INPUT MATERIAL:
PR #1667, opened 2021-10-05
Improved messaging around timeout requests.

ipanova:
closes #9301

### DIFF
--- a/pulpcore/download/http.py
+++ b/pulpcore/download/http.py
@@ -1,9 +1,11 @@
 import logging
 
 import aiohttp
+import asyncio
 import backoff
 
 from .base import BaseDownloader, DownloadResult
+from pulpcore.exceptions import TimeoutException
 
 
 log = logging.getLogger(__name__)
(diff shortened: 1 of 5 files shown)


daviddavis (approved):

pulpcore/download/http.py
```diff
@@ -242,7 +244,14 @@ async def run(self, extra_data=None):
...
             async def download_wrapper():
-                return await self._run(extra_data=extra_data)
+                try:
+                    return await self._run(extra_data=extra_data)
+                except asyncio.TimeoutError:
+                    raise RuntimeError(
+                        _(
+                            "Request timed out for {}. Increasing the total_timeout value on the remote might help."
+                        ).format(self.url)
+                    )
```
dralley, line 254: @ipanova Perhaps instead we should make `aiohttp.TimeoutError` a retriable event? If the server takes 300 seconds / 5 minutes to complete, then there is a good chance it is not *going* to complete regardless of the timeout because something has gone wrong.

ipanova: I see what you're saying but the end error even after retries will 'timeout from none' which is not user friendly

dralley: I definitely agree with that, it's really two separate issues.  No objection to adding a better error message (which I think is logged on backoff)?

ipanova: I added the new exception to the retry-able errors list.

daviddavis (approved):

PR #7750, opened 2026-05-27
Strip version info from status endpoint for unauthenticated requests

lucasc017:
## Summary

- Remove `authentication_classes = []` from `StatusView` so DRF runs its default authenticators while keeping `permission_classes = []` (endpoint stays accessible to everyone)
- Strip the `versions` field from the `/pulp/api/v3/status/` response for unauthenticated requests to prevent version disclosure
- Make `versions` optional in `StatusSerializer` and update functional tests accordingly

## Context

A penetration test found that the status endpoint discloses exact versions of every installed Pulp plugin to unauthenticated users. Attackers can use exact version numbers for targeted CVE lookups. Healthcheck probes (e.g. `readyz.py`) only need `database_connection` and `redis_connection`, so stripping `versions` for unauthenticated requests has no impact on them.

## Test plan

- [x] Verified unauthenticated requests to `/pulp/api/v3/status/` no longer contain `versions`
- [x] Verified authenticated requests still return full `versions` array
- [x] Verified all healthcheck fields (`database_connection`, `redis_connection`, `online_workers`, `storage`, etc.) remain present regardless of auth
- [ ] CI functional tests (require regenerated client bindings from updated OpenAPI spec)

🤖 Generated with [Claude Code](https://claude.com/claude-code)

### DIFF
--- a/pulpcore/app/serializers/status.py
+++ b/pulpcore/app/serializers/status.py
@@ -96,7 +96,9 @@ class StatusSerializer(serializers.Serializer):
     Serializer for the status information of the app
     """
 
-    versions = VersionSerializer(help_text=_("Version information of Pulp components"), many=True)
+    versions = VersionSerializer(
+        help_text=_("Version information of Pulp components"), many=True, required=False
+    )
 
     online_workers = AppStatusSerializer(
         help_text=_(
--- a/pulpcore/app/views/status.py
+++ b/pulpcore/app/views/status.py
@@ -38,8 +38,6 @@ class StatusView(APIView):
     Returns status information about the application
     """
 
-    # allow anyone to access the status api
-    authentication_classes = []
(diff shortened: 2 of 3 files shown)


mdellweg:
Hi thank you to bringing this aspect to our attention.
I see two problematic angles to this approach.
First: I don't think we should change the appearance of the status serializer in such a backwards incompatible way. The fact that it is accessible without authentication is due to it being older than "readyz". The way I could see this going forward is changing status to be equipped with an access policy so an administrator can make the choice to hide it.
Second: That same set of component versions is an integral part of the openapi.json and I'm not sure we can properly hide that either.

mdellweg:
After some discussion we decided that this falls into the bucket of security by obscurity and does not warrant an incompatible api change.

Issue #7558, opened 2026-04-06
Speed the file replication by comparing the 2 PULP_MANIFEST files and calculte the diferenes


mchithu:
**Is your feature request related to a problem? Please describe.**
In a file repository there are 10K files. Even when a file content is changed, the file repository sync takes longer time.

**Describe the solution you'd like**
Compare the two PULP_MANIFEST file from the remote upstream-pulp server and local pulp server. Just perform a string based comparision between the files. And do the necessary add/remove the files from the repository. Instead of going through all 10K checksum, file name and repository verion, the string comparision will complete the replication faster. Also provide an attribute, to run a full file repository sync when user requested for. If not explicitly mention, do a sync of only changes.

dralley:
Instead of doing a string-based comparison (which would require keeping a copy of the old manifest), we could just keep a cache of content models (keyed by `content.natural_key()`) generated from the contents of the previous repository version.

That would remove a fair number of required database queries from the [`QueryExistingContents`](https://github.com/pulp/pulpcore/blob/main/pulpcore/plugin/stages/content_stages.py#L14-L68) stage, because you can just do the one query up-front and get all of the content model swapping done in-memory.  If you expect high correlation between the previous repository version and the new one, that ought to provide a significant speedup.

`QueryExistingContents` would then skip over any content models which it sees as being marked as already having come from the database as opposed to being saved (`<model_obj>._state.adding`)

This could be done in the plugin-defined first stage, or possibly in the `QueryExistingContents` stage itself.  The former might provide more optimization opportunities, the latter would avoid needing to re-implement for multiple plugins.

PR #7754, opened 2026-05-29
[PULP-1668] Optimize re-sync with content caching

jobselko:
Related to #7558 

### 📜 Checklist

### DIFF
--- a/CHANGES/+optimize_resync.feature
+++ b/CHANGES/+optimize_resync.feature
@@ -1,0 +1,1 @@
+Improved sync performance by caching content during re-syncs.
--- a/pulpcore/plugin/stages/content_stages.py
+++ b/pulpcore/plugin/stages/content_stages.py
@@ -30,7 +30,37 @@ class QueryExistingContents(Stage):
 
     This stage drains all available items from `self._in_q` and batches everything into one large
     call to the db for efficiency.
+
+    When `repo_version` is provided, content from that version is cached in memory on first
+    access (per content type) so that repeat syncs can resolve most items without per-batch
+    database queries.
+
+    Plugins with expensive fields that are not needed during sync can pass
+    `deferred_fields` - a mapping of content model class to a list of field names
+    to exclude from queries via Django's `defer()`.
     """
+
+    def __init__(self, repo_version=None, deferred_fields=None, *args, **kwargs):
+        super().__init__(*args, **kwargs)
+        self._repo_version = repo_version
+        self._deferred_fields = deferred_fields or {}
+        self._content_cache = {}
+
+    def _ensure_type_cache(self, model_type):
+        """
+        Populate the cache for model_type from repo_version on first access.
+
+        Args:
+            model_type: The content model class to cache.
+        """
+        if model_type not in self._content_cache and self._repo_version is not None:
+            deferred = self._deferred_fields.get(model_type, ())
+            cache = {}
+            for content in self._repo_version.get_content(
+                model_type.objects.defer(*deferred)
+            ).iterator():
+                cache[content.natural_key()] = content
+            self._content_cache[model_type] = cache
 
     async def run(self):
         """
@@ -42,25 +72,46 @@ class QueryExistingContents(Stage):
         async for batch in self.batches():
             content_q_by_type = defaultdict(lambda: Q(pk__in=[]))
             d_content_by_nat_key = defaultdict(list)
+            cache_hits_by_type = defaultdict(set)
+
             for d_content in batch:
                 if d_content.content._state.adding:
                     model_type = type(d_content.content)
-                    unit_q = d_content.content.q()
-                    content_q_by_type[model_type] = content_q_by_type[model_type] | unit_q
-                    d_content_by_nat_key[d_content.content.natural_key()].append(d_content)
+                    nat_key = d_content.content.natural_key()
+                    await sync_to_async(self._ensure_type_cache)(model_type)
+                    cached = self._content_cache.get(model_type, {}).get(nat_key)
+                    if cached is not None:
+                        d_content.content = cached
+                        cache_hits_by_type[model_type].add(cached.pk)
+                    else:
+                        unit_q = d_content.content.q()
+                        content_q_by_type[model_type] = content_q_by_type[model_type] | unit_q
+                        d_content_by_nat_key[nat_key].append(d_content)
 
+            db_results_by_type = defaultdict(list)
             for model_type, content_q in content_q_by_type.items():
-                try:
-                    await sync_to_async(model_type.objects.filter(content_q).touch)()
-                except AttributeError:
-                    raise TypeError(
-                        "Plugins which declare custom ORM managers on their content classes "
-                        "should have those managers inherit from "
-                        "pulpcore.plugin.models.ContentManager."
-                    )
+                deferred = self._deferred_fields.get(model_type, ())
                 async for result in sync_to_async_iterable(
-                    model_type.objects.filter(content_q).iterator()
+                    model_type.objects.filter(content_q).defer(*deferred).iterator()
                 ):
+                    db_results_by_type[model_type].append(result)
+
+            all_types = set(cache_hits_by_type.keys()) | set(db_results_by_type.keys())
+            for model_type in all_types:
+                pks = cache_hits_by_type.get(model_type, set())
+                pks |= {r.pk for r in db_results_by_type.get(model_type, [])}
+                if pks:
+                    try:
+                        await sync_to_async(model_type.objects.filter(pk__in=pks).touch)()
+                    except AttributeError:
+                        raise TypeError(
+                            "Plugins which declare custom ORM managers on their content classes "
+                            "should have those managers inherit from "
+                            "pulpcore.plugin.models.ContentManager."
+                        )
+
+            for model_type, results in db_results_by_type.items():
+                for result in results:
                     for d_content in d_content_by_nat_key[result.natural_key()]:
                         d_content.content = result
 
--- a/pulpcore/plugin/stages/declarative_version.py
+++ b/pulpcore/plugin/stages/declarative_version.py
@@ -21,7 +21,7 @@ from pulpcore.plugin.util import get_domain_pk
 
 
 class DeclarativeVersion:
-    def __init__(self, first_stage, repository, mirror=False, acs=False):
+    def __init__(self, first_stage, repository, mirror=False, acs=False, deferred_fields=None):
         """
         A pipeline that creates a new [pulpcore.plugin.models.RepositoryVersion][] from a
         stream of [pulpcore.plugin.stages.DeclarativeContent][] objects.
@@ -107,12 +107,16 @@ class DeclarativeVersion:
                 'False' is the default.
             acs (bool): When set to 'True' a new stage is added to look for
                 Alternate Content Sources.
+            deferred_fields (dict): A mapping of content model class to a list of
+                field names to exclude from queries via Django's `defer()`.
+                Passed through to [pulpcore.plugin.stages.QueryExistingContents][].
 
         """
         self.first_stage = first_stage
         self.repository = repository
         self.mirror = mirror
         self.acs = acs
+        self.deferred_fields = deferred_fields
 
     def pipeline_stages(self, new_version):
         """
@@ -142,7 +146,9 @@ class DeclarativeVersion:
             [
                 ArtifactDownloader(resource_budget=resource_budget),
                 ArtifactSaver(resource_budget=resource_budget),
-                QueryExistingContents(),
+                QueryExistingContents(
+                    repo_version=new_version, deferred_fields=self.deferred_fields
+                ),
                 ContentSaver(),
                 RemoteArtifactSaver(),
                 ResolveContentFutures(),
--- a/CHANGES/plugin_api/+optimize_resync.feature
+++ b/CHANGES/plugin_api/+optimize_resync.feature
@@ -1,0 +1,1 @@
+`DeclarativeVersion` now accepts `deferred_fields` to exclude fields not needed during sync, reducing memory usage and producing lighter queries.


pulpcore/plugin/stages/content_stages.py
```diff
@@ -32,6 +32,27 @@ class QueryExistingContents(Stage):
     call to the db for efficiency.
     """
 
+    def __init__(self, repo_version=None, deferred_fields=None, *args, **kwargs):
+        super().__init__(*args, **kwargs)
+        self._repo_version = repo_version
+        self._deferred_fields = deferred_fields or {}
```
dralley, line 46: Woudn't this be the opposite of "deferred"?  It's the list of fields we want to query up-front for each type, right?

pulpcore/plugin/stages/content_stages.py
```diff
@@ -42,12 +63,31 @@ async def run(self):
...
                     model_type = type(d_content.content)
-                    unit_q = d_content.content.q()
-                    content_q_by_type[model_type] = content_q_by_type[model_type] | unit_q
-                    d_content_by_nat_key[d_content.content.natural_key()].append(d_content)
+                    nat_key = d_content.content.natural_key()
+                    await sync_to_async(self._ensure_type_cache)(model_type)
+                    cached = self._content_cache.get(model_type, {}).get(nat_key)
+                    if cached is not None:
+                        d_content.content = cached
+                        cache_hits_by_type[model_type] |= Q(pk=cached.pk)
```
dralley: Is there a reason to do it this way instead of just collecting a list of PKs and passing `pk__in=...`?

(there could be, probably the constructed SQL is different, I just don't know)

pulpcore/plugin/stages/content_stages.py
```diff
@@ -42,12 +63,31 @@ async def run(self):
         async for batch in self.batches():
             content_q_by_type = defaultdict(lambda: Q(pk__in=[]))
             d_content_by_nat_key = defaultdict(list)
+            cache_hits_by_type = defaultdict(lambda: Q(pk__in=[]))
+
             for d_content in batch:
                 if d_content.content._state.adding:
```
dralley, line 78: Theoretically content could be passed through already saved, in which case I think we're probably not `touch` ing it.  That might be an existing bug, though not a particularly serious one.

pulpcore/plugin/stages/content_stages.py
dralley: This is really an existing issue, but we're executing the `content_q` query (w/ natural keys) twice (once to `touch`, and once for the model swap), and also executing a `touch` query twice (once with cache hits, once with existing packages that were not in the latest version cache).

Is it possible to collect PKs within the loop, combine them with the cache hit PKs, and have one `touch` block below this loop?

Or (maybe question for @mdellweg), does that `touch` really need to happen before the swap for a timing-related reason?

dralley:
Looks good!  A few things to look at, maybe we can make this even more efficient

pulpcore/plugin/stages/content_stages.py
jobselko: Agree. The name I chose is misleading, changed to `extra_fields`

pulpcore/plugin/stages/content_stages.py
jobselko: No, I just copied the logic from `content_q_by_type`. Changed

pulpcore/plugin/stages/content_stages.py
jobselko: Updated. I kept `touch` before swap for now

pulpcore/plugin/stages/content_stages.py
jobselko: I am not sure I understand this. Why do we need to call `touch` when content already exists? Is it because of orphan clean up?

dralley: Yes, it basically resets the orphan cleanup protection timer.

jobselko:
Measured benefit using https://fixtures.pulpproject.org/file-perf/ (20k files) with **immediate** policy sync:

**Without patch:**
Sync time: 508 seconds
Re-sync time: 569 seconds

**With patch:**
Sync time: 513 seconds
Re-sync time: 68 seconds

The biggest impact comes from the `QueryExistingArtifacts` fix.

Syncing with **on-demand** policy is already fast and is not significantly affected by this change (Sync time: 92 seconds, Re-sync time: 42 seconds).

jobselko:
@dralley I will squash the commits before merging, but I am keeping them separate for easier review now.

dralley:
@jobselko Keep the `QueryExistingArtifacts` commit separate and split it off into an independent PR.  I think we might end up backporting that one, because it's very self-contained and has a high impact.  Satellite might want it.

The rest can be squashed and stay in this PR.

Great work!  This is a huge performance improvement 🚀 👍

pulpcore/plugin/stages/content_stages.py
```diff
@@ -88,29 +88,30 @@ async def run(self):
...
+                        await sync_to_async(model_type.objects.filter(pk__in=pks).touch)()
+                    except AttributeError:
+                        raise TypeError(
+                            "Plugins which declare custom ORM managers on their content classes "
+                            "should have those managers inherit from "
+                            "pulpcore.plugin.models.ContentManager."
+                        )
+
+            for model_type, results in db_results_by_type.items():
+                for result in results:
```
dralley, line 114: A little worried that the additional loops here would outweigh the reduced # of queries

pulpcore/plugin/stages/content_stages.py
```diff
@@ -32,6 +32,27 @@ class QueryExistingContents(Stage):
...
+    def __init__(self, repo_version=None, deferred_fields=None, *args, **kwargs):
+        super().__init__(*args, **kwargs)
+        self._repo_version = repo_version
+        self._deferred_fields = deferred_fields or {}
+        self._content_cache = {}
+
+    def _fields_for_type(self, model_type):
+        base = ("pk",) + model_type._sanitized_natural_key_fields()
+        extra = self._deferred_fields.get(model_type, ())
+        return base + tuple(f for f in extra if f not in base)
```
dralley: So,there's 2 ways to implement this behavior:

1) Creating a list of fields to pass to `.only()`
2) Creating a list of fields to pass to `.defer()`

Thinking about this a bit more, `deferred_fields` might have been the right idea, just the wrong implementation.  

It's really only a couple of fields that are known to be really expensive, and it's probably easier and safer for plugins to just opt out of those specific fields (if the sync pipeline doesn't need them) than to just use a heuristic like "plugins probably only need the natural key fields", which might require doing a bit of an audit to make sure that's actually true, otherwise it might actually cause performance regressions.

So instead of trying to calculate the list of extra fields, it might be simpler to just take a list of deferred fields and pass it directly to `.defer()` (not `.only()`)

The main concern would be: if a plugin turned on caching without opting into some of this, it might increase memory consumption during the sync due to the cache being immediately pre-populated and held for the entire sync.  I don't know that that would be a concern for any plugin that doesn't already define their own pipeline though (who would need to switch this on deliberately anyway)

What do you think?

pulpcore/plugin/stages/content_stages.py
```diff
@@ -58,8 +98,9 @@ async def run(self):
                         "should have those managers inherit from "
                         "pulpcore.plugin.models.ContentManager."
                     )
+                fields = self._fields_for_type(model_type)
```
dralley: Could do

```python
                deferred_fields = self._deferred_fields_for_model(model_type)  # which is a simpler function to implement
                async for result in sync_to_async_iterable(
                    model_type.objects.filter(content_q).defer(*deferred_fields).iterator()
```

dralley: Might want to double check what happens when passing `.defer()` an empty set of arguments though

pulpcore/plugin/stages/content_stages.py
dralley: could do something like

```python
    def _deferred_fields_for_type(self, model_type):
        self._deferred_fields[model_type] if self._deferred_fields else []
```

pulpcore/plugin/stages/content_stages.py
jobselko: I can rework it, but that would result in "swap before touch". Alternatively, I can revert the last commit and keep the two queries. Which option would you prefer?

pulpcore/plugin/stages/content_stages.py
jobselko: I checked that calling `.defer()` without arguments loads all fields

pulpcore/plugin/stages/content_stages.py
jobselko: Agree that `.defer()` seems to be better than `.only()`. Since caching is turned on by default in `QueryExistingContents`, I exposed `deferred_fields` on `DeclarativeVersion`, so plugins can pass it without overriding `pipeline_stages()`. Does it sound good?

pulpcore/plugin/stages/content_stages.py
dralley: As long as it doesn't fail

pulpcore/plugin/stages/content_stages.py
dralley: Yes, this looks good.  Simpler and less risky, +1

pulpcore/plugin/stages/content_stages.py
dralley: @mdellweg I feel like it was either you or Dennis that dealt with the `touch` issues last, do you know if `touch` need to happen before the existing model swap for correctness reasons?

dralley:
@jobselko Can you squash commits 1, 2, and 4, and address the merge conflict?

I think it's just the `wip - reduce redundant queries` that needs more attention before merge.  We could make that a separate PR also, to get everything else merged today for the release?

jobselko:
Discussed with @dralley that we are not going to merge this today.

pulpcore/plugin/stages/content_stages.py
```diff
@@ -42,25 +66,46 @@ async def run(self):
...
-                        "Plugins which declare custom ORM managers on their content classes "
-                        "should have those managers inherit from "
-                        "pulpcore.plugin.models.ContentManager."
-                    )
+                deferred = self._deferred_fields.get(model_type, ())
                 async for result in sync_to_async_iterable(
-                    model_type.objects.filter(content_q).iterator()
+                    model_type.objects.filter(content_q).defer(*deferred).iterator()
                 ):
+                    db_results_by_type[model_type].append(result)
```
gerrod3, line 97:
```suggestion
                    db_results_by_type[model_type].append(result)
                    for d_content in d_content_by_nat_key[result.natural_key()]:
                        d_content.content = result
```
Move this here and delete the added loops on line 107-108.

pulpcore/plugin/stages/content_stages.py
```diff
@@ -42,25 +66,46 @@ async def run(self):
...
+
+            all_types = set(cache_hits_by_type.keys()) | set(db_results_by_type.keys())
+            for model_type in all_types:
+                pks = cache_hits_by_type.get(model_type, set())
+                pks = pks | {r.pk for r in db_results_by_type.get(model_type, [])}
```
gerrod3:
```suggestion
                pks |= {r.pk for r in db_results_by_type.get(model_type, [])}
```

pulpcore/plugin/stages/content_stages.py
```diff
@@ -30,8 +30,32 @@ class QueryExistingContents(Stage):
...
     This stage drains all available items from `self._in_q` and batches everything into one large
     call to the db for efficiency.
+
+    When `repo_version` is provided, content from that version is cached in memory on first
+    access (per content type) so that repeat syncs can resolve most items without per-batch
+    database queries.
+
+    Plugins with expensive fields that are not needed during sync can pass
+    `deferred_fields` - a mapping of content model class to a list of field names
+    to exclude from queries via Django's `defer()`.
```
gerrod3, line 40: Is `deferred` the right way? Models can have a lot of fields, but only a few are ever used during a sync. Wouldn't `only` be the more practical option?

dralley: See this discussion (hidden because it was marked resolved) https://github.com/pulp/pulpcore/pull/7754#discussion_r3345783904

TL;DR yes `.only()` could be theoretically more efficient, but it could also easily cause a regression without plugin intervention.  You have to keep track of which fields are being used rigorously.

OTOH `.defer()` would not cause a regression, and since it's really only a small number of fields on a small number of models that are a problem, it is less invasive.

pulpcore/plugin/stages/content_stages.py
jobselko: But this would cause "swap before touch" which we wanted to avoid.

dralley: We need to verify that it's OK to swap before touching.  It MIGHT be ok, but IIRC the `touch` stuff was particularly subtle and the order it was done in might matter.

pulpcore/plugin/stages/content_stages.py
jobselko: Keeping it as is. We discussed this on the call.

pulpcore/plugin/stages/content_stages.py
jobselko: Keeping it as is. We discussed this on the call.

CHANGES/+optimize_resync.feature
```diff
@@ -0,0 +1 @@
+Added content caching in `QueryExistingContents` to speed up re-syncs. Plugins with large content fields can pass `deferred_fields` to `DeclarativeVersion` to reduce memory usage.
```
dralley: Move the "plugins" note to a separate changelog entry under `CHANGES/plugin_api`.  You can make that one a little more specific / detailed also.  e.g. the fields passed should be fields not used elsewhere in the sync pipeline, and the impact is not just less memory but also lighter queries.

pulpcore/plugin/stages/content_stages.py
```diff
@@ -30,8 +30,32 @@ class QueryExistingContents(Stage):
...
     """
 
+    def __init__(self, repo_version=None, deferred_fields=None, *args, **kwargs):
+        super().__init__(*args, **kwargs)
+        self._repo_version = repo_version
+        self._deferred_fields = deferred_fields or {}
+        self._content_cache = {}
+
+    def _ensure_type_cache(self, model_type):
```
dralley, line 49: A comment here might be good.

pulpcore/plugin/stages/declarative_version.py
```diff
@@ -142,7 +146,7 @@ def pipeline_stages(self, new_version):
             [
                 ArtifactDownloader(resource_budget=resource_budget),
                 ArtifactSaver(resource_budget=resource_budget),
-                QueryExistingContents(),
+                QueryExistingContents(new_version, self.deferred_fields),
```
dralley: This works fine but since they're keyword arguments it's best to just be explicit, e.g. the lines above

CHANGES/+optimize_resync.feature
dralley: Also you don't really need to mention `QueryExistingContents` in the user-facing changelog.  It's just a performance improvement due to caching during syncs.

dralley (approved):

DESCRIPTION OF THE TASK: For each line above that includes "discussion", make a copy.

RESULT FOR THIS TASK:
After some discussion we decided that this falls into the bucket of security by obscurity and does not warrant an incompatible api change.
dralley: See this discussion (hidden because it was marked resolved) https://github.com/pulp/pulpcore/pull/7754#discussion_r3345783904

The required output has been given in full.